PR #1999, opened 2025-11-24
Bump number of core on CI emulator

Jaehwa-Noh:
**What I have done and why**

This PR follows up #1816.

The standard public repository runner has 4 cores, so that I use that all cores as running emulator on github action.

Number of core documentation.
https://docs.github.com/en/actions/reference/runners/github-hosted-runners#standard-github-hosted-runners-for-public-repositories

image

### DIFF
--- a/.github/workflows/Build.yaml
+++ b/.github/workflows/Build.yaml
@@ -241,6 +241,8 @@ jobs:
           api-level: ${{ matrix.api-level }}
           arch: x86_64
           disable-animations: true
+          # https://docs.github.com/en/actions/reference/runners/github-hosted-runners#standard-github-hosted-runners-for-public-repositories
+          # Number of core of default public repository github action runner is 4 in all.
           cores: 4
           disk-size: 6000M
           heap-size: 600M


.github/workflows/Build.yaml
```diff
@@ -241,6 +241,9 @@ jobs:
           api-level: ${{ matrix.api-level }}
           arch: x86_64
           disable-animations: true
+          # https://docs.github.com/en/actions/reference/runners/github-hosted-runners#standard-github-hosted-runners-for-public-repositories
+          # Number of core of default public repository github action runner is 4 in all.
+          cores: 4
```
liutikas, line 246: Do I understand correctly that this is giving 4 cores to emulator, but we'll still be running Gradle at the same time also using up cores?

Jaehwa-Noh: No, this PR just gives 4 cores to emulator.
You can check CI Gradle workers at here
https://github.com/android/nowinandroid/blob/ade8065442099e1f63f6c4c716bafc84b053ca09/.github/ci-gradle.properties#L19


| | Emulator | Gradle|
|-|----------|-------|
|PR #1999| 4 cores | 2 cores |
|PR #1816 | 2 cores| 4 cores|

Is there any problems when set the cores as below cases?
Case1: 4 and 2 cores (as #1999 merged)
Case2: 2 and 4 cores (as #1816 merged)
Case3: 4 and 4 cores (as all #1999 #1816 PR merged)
--
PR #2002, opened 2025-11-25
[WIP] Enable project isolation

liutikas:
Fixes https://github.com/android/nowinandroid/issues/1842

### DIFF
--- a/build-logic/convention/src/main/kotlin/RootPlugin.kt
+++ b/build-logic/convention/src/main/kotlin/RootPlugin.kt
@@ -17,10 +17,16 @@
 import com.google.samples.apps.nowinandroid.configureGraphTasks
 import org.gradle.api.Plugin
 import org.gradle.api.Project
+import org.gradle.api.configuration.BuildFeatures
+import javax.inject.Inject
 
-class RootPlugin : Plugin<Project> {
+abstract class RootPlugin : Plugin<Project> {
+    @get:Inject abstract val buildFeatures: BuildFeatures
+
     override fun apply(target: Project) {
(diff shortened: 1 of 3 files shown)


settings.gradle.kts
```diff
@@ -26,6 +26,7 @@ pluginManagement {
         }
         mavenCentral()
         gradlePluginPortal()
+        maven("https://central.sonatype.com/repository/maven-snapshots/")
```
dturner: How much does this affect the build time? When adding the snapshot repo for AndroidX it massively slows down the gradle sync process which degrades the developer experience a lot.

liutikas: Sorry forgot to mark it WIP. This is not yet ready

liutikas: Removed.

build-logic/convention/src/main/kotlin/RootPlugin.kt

- [ABOUT THIS EXERCISE]:
List all lines from the entries that include the word "Inject".

- [YOUR RESPONSE]:
+import javax.inject.Inject
+    @get:Inject abstract val buildFeatures: BuildFeatures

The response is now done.